My roommate from Africa used to make french toast with a load of black pepper and curry powder in it. It was surprisingly delicious. I am not sure what it entailed but it was probably similar to this:
posted by jasondigitized at 5:58 PM on June 17, 2009

1. Basic:

Two eggs, fairly loosely whisked together with a fork (I like a bit of white/yolk marbling on my French Toast), a generous pinch of paprika, salt, black pepper. 2 thick slices of white bread, preferably from yesterday's loaf soaked in the eggy mixture. Fry in lots of butter.

2. All Day Breakfast:

As above, but fry a couple of rashers of bacon and a slice of lorne sausage first, remove from the pan and quickly fry the eggy bread in the bacon/sausage fat (add butter if there's not enough), then when the eggy bread is almost done, spread one side of each slice with HP Sauce and make a sandwich with the bacon, sausage and a couple of thin slices of cheese (eg., a relatively mild cheddar) and fry it until the cheese has melted.

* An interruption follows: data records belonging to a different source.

PR #12995, opened 2026-04-13
assistant: fix Bedrock cache token counting and cache control format

samclark2015:
Fixes token counting for Bedrock and Anthropic providers, and enables prompt caching for Anthropic models on Bedrock by using the correct cache control format.

**Token counting fixes** (`vercelModelProvider.ts`):
- Read `cachedTokens` from the AI SDK's standard `usage.cachedInputTokens` field instead of the incorrect `providerMetadata.bedrock.usage.cacheReadInputTokens` (which doesn't exist)
- Remove double-counting of `cacheWriteInputTokens` for Bedrock (already included in `usage.inputTokens`)
- Remove double-counting of `cacheReadInputTokens` for Anthropic (already captured in `usage.cachedInputTokens`)

**Cache control format fix** (`awsBedrockProvider.ts`):
- Anthropic models on Bedrock are routed through `createBedrockAnthropic` (native Anthropic messages API), which expects `providerOptions.anthropic.cacheControl` -- not the Bedrock-style `providerOptions.bedrock.cachePoint` that was being sent. Cache breakpoints were silently ignored, so prompt caching never activated.
- Now uses `anthropicCacheBreakpoint` for Anthropic models and `bedrockCacheBreakpoint` for non-Anthropic models, both gated by `supportsPromptCaching()` from the base branch.

Addresses #12166, related to #9718

#### New Features

- N/A

#### Bug Fixes

- Fixed Bedrock cached token count always showing 0 by reading from the correct AI SDK field (#12166)
- Fixed prompt caching not activating for Anthropic models on Bedrock due to wrong cache control format

### QA Notes

@:assistant

Test with an Anthropic model on Bedrock:
1. Send a first message -- verify input tokens are reported, cached tokens are 0
2. Send a follow-up -- verify cached tokens are non-zero and input tokens drop significantly
3. Test with direct Anthropic API -- verify no double-counting of cached or input tokens


timtmok (dismissed):
LGTM

PR #12996, opened 2026-04-13
Merge upstream CodeOSS 1.111.0

timtmok:
* Watch daemon scripts have been renamed and a new `Core - Typecheck` has been added
* `inno-updater.exe` changes to better handle update interruptions
* Auto-updates implements a pending update cancel event
* Chat model picker filtering and collapsed state when there are too many models
* Playwright refactored `code.driver.page`, use `code.driver.currentPage` instead
* Modal editors implemented for settings and chat model picker, default is off
* Typescript updated
* Add file watcher exclusions that prevent launching a dev Positron on Windows
* Fix kernel supervisor shutdown event
   * This results in Windows restarting the kernel supervisor on window reload and requires further changes to add an event so that it can be shutdown only when exiting Positron
* `native-preview` package needed specific version to compile Positron
* Switch `positron-python` to library target `commonjs2` to fix packaging
* Add `skipLibCheck` for `positron-environment` 

#### New Features

- Update to CodeOSS 1.111.0

#### Bug Fixes

- N/A

### QA Notes


jonvanausdeln (dismissed):
LGTM!

timtmok:
Just got to fix up the `tsgo` errors again after the last merge from `main`

timtmok:
Looks like the unit/integration test failure had a regression from the orphaned kernel supervisor fix. I've changed it to apply the fix only for Windows since that's where it had the problem. There's some work to follow up on it so that the extension has a more granular event signal that Positron is shutting down.

I re-ran the tests a couple of times after the fix as there seemed to be an intermittent failure. The branch has been updated with changes from `main` to resolve those conflicts.

timtmok:
Opened https://github.com/posit-dev/positron/issues/13268 for the shutdown event on Windows for the kernel supervisor.

PR #13001, opened 2026-04-14
Runtime status icon in session picker

dhruvisompura:
Addresses #11899 and #12896

Adds a runtime status icon to the interpreter picker in the top action bar. The status dot appears to the left of the session mode icon, matching the console tab pattern. The session picker uses the session's `runtimeState` as the source of truth for which status icon to show when (active, idle, disconnected). 

NOTE: Other code areas that show the same status icon don't use the `runtimeState` directly which means that the icons don't always match up across the session picker, console, and notebook kernel picker. Specifically, when "show notebook consoles" feature is enabled, the session states between the kernel selector and the console state while a session is starting/restarting. The mapping of runtimeState -> instanceState isn't the same for consoleInstance, quartoInstance, notebookInstance. We'll want to review the states and get them to match across the board. I'll do that in a follow up PR since it will be a meatier change!

This change also:
- Adds a reusable `runtimeStateToRuntimeStatus` mapping that maps the 11 `RuntimeState` values to 3 `RuntimeStatus` display values (Active, Idle, Disconnected)
- Enables children passthrough in `ActionBarCommandButton` so the session picker can render custom content inside the button
- Renames theme color constants from `POSITRON_CONSOLE_STATE_ICON_*` to `POSITRON_RUNTIME_STATE_ICON_*` since these colors are used beyond the console
- Fixes the notebook `RUNTIME_STATE_TO_KERNEL_STATUS` mapping to treat `Interrupting` as `Busy` rather than `Idle`
- Fixes a bug with the ForegroundSessionContribution where an exited notebook session were still showing up in the interpreter picker after closing the editor tab if there were no console sessions.

https://github.com/user-attachments/assets/a04665b9-05d9-4ed3-ab45-6048c78999f4

#### New Features

- Show runtime status icon in the interpreter picker to indicate session state (#11899)

#### Bug Fixes

- N/A

### QA Notes

@:console @:positron-notebooks @:interpreter @:sessions

1. No session: Open Positron with no running sessions. The interpreter picker should show "Start Session" with no status icon.
2. Start a console session (Python or R): During startup the status icon should appear and spin. After startup it should be idle (green). Run a long command (e.g., `import time; time.sleep(10)`) and verify the icon spins, then returns to idle.
3. Restart a session: Icon should spin during restart and return to idle after.
4. Exit a session: Icon should show exited symbol (red).
5. Switch between sessions: Icon should update to match each session's state.
6. Notebook session: Open a notebook and start a kernel. The interpreter picker should show the status icon alongside the notebook icon and name.
7. Quarto session: Open a Quarto document. Verify the Quarto icon retains its custom color alongside the status icon.


src/vs/workbench/common/theme.ts
```diff
@@ -1653,29 +1653,37 @@ export const POSITRON_CONSOLE_TRACE_BACKGROUND_COLOR = registerColor('positronCo
...
-}, localize('positronConsole.stateIconIdle', "Positron console idle state icon color."));
+}, localize('positronRuntime.stateIconIdle', "Positron runtime idle state icon color."));
+
+// Positron Quarto icon color.
+export const POSITRON_QUARTO_ICON = registerColor('positronConsole.quartoIcon', {
+	dark: '#4E97B4',
+	light: '#4E97B4',
+	hcDark: '#4E97B4',
+	hcLight: '#4E97B4'
+}, localize('positronConsole.quartoIcon', "Positron Quarto session icon color."));
```
nstrayer, line 1686: This is double declared below

src/vs/workbench/contrib/positronConsole/common/sessionDisplayUtils.ts
```diff
@@ -9,8 +9,9 @@ import { Codicon } from '../../../../base/common/codicons.js';
 import { ThemeIcon } from '../../../../base/common/themables.js';
 import { IModelService } from '../../../../editor/common/services/model.js';
 import { asCssVariable } from '../../../../platform/theme/common/colorUtils.js';
-import { LanguageRuntimeSessionMode } from '../../../services/languageRuntime/common/languageRuntimeService.js';
+import { LanguageRuntimeSessionMode, RuntimeState } from '../../../services/languageRuntime/common/languageRuntimeService.js';
 import { IRuntimeSessionDisplayInfo } from '../../../services/runtimeSession/common/runtimeSessionService.js';
+import { RuntimeStatus } from '../browser/components/runtimeStatus.js';
```
nstrayer: This gives us layer issues. Maybe we could move the enum to a `common/` location or just duplicate it as it's 3 lines?

src/vs/workbench/browser/parts/positronTopActionBar/components/topActionBarSessionManager.tsx
```diff
@@ -97,9 +114,23 @@ export const TopActionBarSessionManager = () => {
...
+					<RuntimeStatusIcon status={runtimeStatus} />
+				}
+				<Icon
+					className={positronClassNames(
+						'action-bar-button-icon',
+						{ 'custom-icon-color': Boolean(iconStyle) }
+					)}
+					icon={sessionIcon}
+					style={iconStyle}
+				/>
```
nstrayer: The classes here worry me a tiny bit as the connection of this class is declared in css to this class is used in javascript land is fairly hard to trace. I wonder if it makes more sense to expand `ActionBarButton` to handle this case or break out the icon and label parts to exportable components etc.

nstrayer (dismissed):
Code looks good barring a few things to fix for build-happiness.

One thing I noticed is that it's a bit distracting / cluttered with notebooks/quarto docs that we have multiple things spinning and repeating the same info. 

https://github.com/user-attachments/assets/cf87cfce-72db-48e2-b29d-be1ac294f822

I'm assuming were intending to remove the notebook version here but in the meantime it feels a bit like a regression in UX. What about temporarily disabling the status indicator for docs with status indicators already until they are removed?

src/vs/workbench/common/theme.ts
dhruvisompura: I fixed that in [dce9bab](https://github.com/posit-dev/positron/pull/13001/commits/dce9bab4c735e53b36ec11029bebe7aca39599e0) right before you submitted the review!

src/vs/workbench/contrib/positronConsole/common/sessionDisplayUtils.ts
dhruvisompura: Fixed in [8ed2a92](https://github.com/posit-dev/positron/pull/13001/commits/8ed2a92d349620d4f90d6da9282778aa6405acb1). I moved it into the util file since its already used to create the runtimeStatus mapping in that file.

dhruvisompura:
> Code looks good barring a few things to fix for build-happiness.
> 
> One thing I noticed is that it's a bit distracting / cluttered with notebooks/quarto docs that we have multiple things spinning and repeating the same info.
> 
>  Screen.Recording.2026-04-15.at.1.15.17.PM.mov 
> I'm assuming were intending to remove the notebook version here but in the meantime it feels a bit like a regression in UX. What about temporarily disabling the status indicator for docs with status indicators already until they are removed?

@nstrayer we actually didn't plan on removing the status indicator from the notebook kernel based off our latest designs here: https://www.figma.com/design/z9EOP4qLLzR08PNxe4M0Ei/Positron-Notebooks?node-id=2768-404&m=draw

I do agree that its a bit distracting so maybe we should revisit this design and talk about it in our next sync!

src/vs/workbench/browser/parts/positronTopActionBar/components/topActionBarSessionManager.tsx
dhruvisompura: Thanks for pointing this out! I extracted the elements into reusable components so we can compose the contents of the `ActionBarButton` without tightly coupling its CSS to its external consumers: [09607f4](https://github.com/posit-dev/positron/pull/13001/commits/09607f4635849c34170b90c5fb1b6fb49a15a4eb)

src/vs/workbench/common/theme.ts
```diff
@@ -1653,29 +1653,29 @@ export const POSITRON_CONSOLE_TRACE_BACKGROUND_COLOR = registerColor('positronCo
 	hcLight: '#e5e5e5'
 }, localize('positronConsole.traceBackground', "Positron console trace background color."));
 
-// Positron console active state icon color.
-export const POSITRON_CONSOLE_STATE_ICON_ACTIVE = registerColor('positronConsole.stateIconActive', {
+// Positron runtime active state icon color.
+export const POSITRON_RUNTIME_STATE_ICON_ACTIVE = registerColor('positronRuntime.stateIconActive', {
```
nstrayer, line 1657: In theory these changes may break any custom theme's people have, right? 
I cant imagine that's actually going to cause problems as you'd have to be pretty in the weeds to customize these. 
If we _did_ think this was an issue we could do depreciation aliases. Ala
```ts
  registerColor('positronConsole.stateIconActive',
      POSITRON_RUNTIME_STATE_ICON_ACTIVE, // resolves to the new color
      localize('positronConsole.stateIconActive.deprecated',
          "Deprecated: use positronRuntime.stateIconActive instead."));
```

I dont think it's worth it though.

nstrayer (approved):
Changes are great!

src/vs/workbench/common/theme.ts
dhruvisompura: I was thinking about that too and figured it wasn't worth keeping this around since its so in the weeds. I figured it would be fine to just let folks update their themes 😅

PR #13014, opened 2026-04-14
e2e test - basic `ipywidgets` slider test

rodrigosf672:
This pull request adds new end-to-end test coverage for ipywidgets slider interactivity in Positron Notebooks. It introduces a dedicated test to verify that the `IntSlider` widget responds correctly to keyboard input, and enhances the page object to support widget interaction within notebook webviews.

**ipywidgets slider support and testing:**

* Added a new test file, `notebook-ipywidgets-slider.test.ts`, which verifies that the `IntSlider` ipywidget responds to arrow key presses and updates its value accordingly. This test ensures that widget interactivity is functioning as expected in Positron Notebooks.
* Enhanced the `PositronNotebooks` page object in `notebooksPositron.ts` by adding locators for the widget slider and its readout, and a helper method `focusWidgetSlider()` to programmatically focus the slider for interaction within the notebook webview iframe.

### Observations

- This test verifies that BOTH the widget **appears** and also that it is interactive. A common problem with testing `ipywidgets` is verifying that they appear but not actually testing their interactivity. This could raise breakages unexpectedly. 
- This test ONLY verifies that the slider widget works by using arrow keys to move it. It is _possible_ but _highly unlikely_ that dragging only could stop working. If that ever happens, we can then add a more complex test for that.
- This test does not verify other `ipywidgets` like dropdown boxes, text input boxes, etc. The assumption we make herein is that, if the interactive slider works, there is a high likelihood that the other (or most) widgets work as well. If this stops being the case and we find `ipywidgets`-widget specific bugs, we can then add additional test cases for such. 

### QA Notes

### DIFF
--- a/test/e2e/pages/notebooksPositron.ts
+++ b/test/e2e/pages/notebooksPositron.ts
@@ -73,6 +73,15 @@ export class PositronNotebooks extends Notebooks {
 	outputTruncationMessage = (index: number) => this.cellOutput(index).getByText(/\.\.\. Show [\d,.\s\u00A0]+ more lines/);
 	outputCollapseToggle = (index: number) => this.cell.nth(index).locator('.cell-output-collapse-button-container').getByRole('button');
 
+	// Cell outputs - ipywidgets (rendered inside the notebook webview iframe)
+	widgetSlider = this.frameLocator.locator('[role="slider"]');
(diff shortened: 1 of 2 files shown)


testlabauto (approved):
LGTM!

Issue #12065, opened 2026-02-23
In-notebook `df` sorting heading should be preserved


rodrigosf672:

cindyytong:
Possibly related to restoring the scroll state https://github.com/posit-dev/positron/issues/11777

rodrigosf672:
automated test for that, based on notes:

1. Open a notebook with a data frame output displayed inline (e.g. run `df` in a Python cell)
2. Right-click a column header and select "Sort Ascending"
3. Verify the ascending arrow and `#1` badge appear in the column header
4. Switch to a different editor tab, then switch back to the notebook
5. Verify the sort arrow and badge are still visible and the data remains sorted
6. Repeat with "Sort Descending" and multi-column sorts to confirm they also persist

rodrigosf672:
### Verified Fixed
    Positron Version(s) : 2026.05.0 build 150
    OS Version          : macOS Tahoe 26.4.1

### Test scenario(s) 

- `df` is preserved and properly communicated between notebook and data explorer panes.

<img width="1011" height="340" alt="Image" src="https://github.com/user-attachments/assets/dd3b0c54-4393-4616-946b-b2bc0edcaa04" />

rodrigosf672:
log issue with miscommunication between data explorer and notebooks pane. 

1. make a different sorting in data explorer and have notebook and data explorer panes side by side
2. close data explorer pane
3. see that the notebook output data explorer pane breaks

<img width="1003" height="509" alt="Image" src="https://github.com/user-attachments/assets/931da9a4-eab8-49d5-a5dc-40f576f60027" />

PR #13017, opened 2026-04-14
Inline data explorer: preserve column sort indicators on explorer re-mount

nstrayer:
Addresses #12065.

When sorting a column in the inline (notebook) data explorer, the sort indicator arrow and sort index badge display correctly. However, switching to another tab and back causes these indicators to vanish, even though the data remains sorted. The root cause is that `InlineTableDataGridInstance.initialize()` -- called on every remount -- fetched the backend state but never used its `sort_keys` to populate the grid's `_columnSortKeys` map.

This adds sort key reconstruction from the backend state during `initialize()`, using the same logic already present in the `onDidUpdateBackendState` event handler.

#### New Features
- N/A

#### Bug Fixes
- Fixed inline data explorer sort indicators disappearing after switching tabs in notebooks (#12065)

### QA Notes

@:positron-notebooks

1. Open a notebook with a data frame output displayed inline (e.g. run `df` in a Python cell)
2. Right-click a column header and select "Sort Ascending"
3. Verify the ascending arrow and `#1` badge appear in the column header
4. Switch to a different editor tab, then switch back to the notebook
5. Verify the sort arrow and badge are still visible and the data remains sorted
6. Repeat with "Sort Descending" and multi-column sorts to confirm they also persist

### DIFF
--- a/src/vs/workbench/services/positronDataExplorer/browser/inlineTableDataGridInstance.tsx
+++ b/src/vs/workbench/services/positronDataExplorer/browser/inlineTableDataGridInstance.tsx
@@ -260,6 +260,16 @@ export class InlineTableDataGridInstance extends DataGridInstance {
 		this._columnLayoutManager.setEntries(state.table_shape.num_columns);
 		this._rowLayoutManager.setEntries(state.table_shape.num_rows);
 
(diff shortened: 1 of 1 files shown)


dhruvisompura (approved):
Works as described on the tin 🎉

PR #12998, opened 2026-04-13
bump pwb extension to pull in foundry fix

melissa-barca:
Fix for https://github.com/rstudio/rstudio-workbench-vscode-ext/issues/460

#### New Features

- N/A

#### Bug Fixes

- N/A

PR #13018, opened 2026-04-14
Fix Foundry managed credentials auto-configuration on Workbench

melissa-barca:
Addresses rstudio/rstudio-workbench-vscode-ext#460.

This is the main branch version of #12998, which was the minimal patch for release/2026.04. On main, the `positWorkbench.foundry` setting was never renamed to `posit.workbench.foundry`, so the Foundry endpoint lookup silently returned empty and managed credentials were never configured. This PR fixes the setting name and adds event forwarding so the assistant picks up Foundry tokens that arrive after initial startup.

Changes:
- Fix `positWorkbench.foundry` → `posit.workbench.foundry`
- Make `fireSessionsChanged` public and forward `posit-workbench` session changes as `ms-foundry` events
- Check SESSION_PROVIDERS at startup for credentials not covered by queued events (from #12998)

#### New Features

- N/A

#### Bug Fixes

- Fix Foundry managed credentials not auto-configuring on Workbench

### QA Notes

@:assistant @:workbench

1. On Workbench with Foundry delegated credentials configured (without `auth-refresh-tokens=1`), launch a Positron session and open Configure Language Model Providers — Foundry should appear auto-configured
2. On desktop, verify existing Foundry API key auth still works
3. On desktop, verify no regressions for other providers (Anthropic, OpenAI, Bedrock)

### DIFF
--- a/extensions/authentication/src/authProvider.ts
+++ b/extensions/authentication/src/authProvider.ts
@@ -75,8 +75,8 @@ export class AuthProvider
 		return !!this.credentialChain?.preventSignOut;
 	}
 
-	/** Expose session-change events to subclasses. */
-	protected fireSessionsChanged(
+	/** Expose session-change events. */
+	fireSessionsChanged(
 		event: vscode.AuthenticationProviderAuthenticationSessionsChangeEvent
 	): void {
 		this._onDidChangeSessions.fire(event);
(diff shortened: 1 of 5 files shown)


sharon-wang (commented):
these changes look good! The workbench extension isn't updated in product.json though -- is that intentional?

On Mac Desktop, I tested with Foundry and Snowflake, which are still working as expected

melissa-barca:
@sharon-wang definitely not intentional! Thanks for calling that out.

PR #13025, opened 2026-04-15
feat: add E2E Test Insights webhook to all test workflows

midleman:
## Summary

Adds the E2E Test Insights notify action to all 5 workflows that use `slack-workflow-status`:

Also migrates `test-merge.yml` from raw curl to the composite action.

## The action

```yaml
- uses: posit-dev/e2e-test-insights/.github/actions/notify@main
  with:
    webhook_secret: ${{ secrets.E2E_INSIGHTS_WEBHOOK_SECRET }}
    connect_api_key: ${{ secrets.CONNECT_API_KEY }}
    repo_id: "positron"
```

Auto-derives: workflow_run_id, branch, actor, commit_message, hide_skipped.


testlabauto (dismissed):
A little confused as to why we included:
* extensions check - failure history is only a function of external deploys
* positron python - do we have these results in s3?

But, looks basically fine.

midleman:
I updated to exclude those 2. Thank you!

PR #13030, opened 2026-04-15
E2E test: simple test for existence and basic function of workbench extension

testlabauto:
Make sure you can navigate from Positron back to workbench homepage via link and back to session again.
This verifies extension is present and working. Probably want to add more extension feature checks later.

### QA Notes

@:workbench


jonvanausdeln (approved):
LGTM! Good to see expanding workbench tests!

PR #13031, opened 2026-04-15
Update extension versions and fix noise in extensions check

testlabauto:
Update quarto, pyrefly and posit assistant extension versions.

Update extensions check job so that we stop getting "invalid revision range" in runs.


jonvanausdeln (approved):
LGTM!

PR #13033, opened 2026-04-15
feat: vitest migration, RTL infrastructure, and showcase tests

midleman:
## Why

Writing unit tests in Positron was slow (build daemons), confusingly categorized ("unit" vs "integration"), and lacked a clear pattern for React components. This PR (building on #12893) delivers a **Claude-driven authoring flow** that produces first-draft-quality Vitest tests - backed by a fast Vitest runner, an RTL infrastructure, and a composable DI-container builder.

## Scope

This migration covers **Positron-authored tests only**. Upstream VS Code tests in `src/vs/**/test/` and all `extensions/**/*.test.ts` remain untouched and continue to use Mocha. The 60 migrations are all files Positron added -- we didn't modify any upstream test. Upstream source files (`build/hygiene.ts`, `build/lib/compilation.ts`, `eslint.config.js`, `src/tsconfig.json`) received small additions, all wrapped in `// --- Start/End Positron ---` markers to minimize merge conflict surface.

## How you'll write Vitest tests

**The headline change is the skill.** Instead of reading docs to figure out the right pattern, wiring services by hand, and debugging your first test's failures, you point the `author-vitest-tests` skill at a source file and it takes you through a structured flow:

1. `/author-vitest-tests src/vs/path/to/MyComponent.tsx`
2. **Skill drafts a plan** -- pattern choice with source-grounded reasoning, preset, stubs, test cases grouped by describe, exact count
3. **You review the plan** -- drop cases you don't want, add ones it missed, reshape groupings, or green-light
4. **Skill writes the tests**
5. **Skill auto-reviews its own output** via the `review-vitest-tests` subagent (independent checklist review)
6. **Skill reports results** -- pass/coverage, any fixes applied.

**Why this matters:** scope is negotiated before effort is sunk; the auto-review catches most nits independently.

## Under the hood

- **Runner**: `npx vitest <file>` (watch) or `npx vitest run <file>` (one-shot). No build daemons, no Electron. CI runs Vitest before compilation.
- **Builder + RTL**: `createTestContainer()` with 4 base presets (bare, runtime, notebook, workbench) + 2 stackable layers (React services, contributions); `setupRTLRenderer()` bridges to `@testing-library/react` with the full provider tree; `clearMocks` + `restoreMocks` globally.
- **60 Positron-authored test files migrated** from Mocha `.test.ts` to Vitest `.vitest.ts` (upstream tests untouched).
- **Terminology**: 
   - Unit tests (Vitest for Positron code, Core Mocha upstream)
   - Extension host tests (formerly "integration")
   - E2E tests (Playwright)
- **Claude skills** (`author-vitest-tests`, `review-vitest-tests`) auto-load on `.vitest.*` files.

## Showcase tests

Four progressively richer examples, linked directly from the skills and rules:

| Component | What it tests | Complexity |
|---|---|---|
| **positronUpdateUtils** | Pure function correctness | Plain -- no services, no builder |
| **EmptyConsole** | Static render + button click fires command | React, one service, one interaction |
| **webviewPlotThumbnail** | Conditional rendering on state change | One emitter + `act()` |
| **StartupStatus** | Runtime startup state machine | 6 phases, 3 event subscriptions |

The three React tests share this pattern:

```tsx
const ctx = createTestContainer().withReactServices().stub(IService, {...}).build();
const rtl = setupRTLRenderer(() => ctx.reactServices);
it('works', () => { rtl.render(<Component />); });
```

## Run locally

Run tests:

```
npm run test:positron (npx vitest --run)   # all tests, one-shot
npx vitest <file>                          # watch mode, single file
```

Author tests via Claude:

```
/author-vitest-tests src/vs/path/to/MyComponent.tsx   # single file
/author-vitest-tests 12345                            # PR diff (by number, URL, or --branch <name>)
```


nstrayer (commented):
A few points:

- Not relying on the build step is giant. Super nice.
- Do we plan on moving over all the old mocha tests eventually? I can imagine humans and agents getting confused between the two at this point. 
- Big fan of moving to `act()` I missed that about writing old RTL tests.

I dont think it's reasonable to properly parse all the code but since this doesnt touch production I think as long as the tests pass and we have a clear path forward we should be good to go.

midleman:
> A few points:
> 
> * Not relying on the build step is giant. Super nice.
> * Do we plan on moving over all the old mocha tests eventually? I can imagine humans and agents getting confused between the two at this point.
> * Big fan of moving to `act()` I missed that about writing old RTL tests.
> 
> I dont think it's reasonable to properly parse all the code but since this doesnt touch production I think as long as the tests pass and we have a clear path forward we should be good to go.

re: mocha migration - yes, that is the plan (for the positron tests, not the core vscode tests). this PR did ~60 tests; the rest got deferred when things started getting large. assuming folks are on board with the direction, i was planning to do follow-up PR(s) for the remaining positron mocha files. 

the boundary is meant to be simple: positron code → vitest. upstream VS Code mocha tests stay on mocha - we don't "own" them. the skill automatically respects this boundary, which I expect is how most ppl will be adding new tests going forward.

.claude/rules/vitest-tests.md
```diff
@@ -0,0 +1,99 @@
+---
```
seeM, line 1: Curious if there've been any learnings re whether this info belongs in these rules or whether we move it out to the skill?

seeM (dismissed):
Did not read every line of code, but it generally looks good. We can refine little things like claude instructions as we all use it.

.claude/rules/vitest-tests.md
midleman: Good call-out. I landed on keeping patterns/examples/common-mistakes in `vitest.md` and keeping the skill focused on the authoring workflow (PR analysis, subagent spawning, review handoff). The rules file is auto-loaded when editing `.vitest.{ts,tsx}` files and is also readable by humans, so it works as a single source of truth. The skill now defers to it for code examples rather than duplicating them.

src/vs/workbench/services/positronDataExplorer/test/browser/columnSummaryCell.vitest.tsx
```diff
@@ -3,16 +3,15 @@
  *  Licensed under the Elastic License 2.0. See LICENSE.txt for license information.
  *--------------------------------------------------------------------------------------------*/
 
+/// <reference types="vitest/globals" />
+
 /* eslint-disable no-restricted-syntax */
```
dhruvisompura, line 8: I think we could get rid of this if we rewrite the test using RTL syntax as I show below. We don't have to make the changes in this PR but I wanted to give an example of how it simplifies the test writing

src/vs/workbench/services/positronDataExplorer/test/browser/columnSummaryCell.vitest.tsx
```diff
@@ -112,60 +110,56 @@ suite('ColumnSummaryCell', () => {
...
 
-		const container = renderRoot(mockTableSummaryDataGridInstance);
+		const { container } = renderRoot(mockTableSummaryDataGridInstance);
 
 		const nullPercentElement = container.querySelector('.text-percent');
-		assert.ok(nullPercentElement, 'Expected to find null percent element');
-		assert.strictEqual(nullPercentElement.textContent, '0%', 'Expected to find 0% for 0% input');
+		expect(nullPercentElement, 'Expected to find null percent element').not.toBeNull();
+		expect(nullPercentElement!.textContent, 'Expected to find 0% for 0% input').toBe('0%');
 	});
```
dhruvisompura, line 124: Here's an example of this test re-written with RTL:

```suggestion
	it('displays 0% when getColumnProfileNullPercent return 0', async () => {
		const mockTableSummaryDataGridInstance = createMockTableSummaryDataGridInstance({
			getColumnProfileNullPercent: () => 0,
			getColumnProfileNullCount: () => 0,
		});

		const { getByText } = renderRoot(mockTableSummaryDataGridInstance);
		getByText('0%', { selector: '.text-percent' });
	});
```

dhruvisompura (dismissed):
I reviewed a few of the tsx test files. I think we could rewrite those to use RTL but that can be a follow-up change.

src/vs/workbench/services/positronDataExplorer/test/browser/columnSummaryCell.vitest.tsx
midleman: thanks for the example, can totally address in follow up PR!

PR #13037, opened 2026-04-15
fix: use local action e2e-test-insights dash slack notifications

midleman:
## Summary
- **Root cause**: The `e2e-test-insights` repo is internal, but `positron` is public. Public repos cannot use GitHub Actions from internal repos, causing `Unable to resolve action` errors on every workflow run with Slack notifications.
- Adds `.github/actions/notify-e2e-insights/` — a local copy of the composite action (single curl webhook call)
- Updates `test-merge.yml`, `test-cross-browser.yml`, and `test-full-suite.yml` to use the local action with sparse checkout


testlabauto (approved):
LGTM!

Optional extras: crumbled black pudding, wilted spinach, mushrooms, &c.

3. Egg Overdose:

Before you soak the bread (cut very thick), make a hole in the middle with a biscuit cutter, then drop an egg into the hole once the bread is in the pan. Fry on a lower heat than usual, so the central egg has time to set before you flip the bread. Ideally, the white of the central egg will set but the yolk will be very runny, so once you've cut into it, you can spread your eggy bread with egg yolk.

All Day Breakfast Egg Overdose:

2., using a slice of 3. for the top layer of the sandwich. (Yes, I have made this. Yes, I do expect to die of a heart attack.)
posted by a little headband I put around my throat at 7:43 AM on June 18, 2009

Day late; dollar short. Place I used to work at, we had a crust of corn flakes and sliced almonds. We also had Challah in standard loaf, not braided, which I used for staff. It was much better than the 6" square of Brioche, that had a plug of almond paste inside. It was also served with ice cream! People bought it, and surprisingly, no one died. Aside from the crust, the other wonderful item with this dish was duck bacon. Massive Magret breasts, thin-sliced like brisket, then seasoned (chipotle, salt and pepper), then dusted with brown sugar.
Quick note on stuffed FT I didn't see mentioned; croissants. Only thing is, given their shape, they're best deep fried.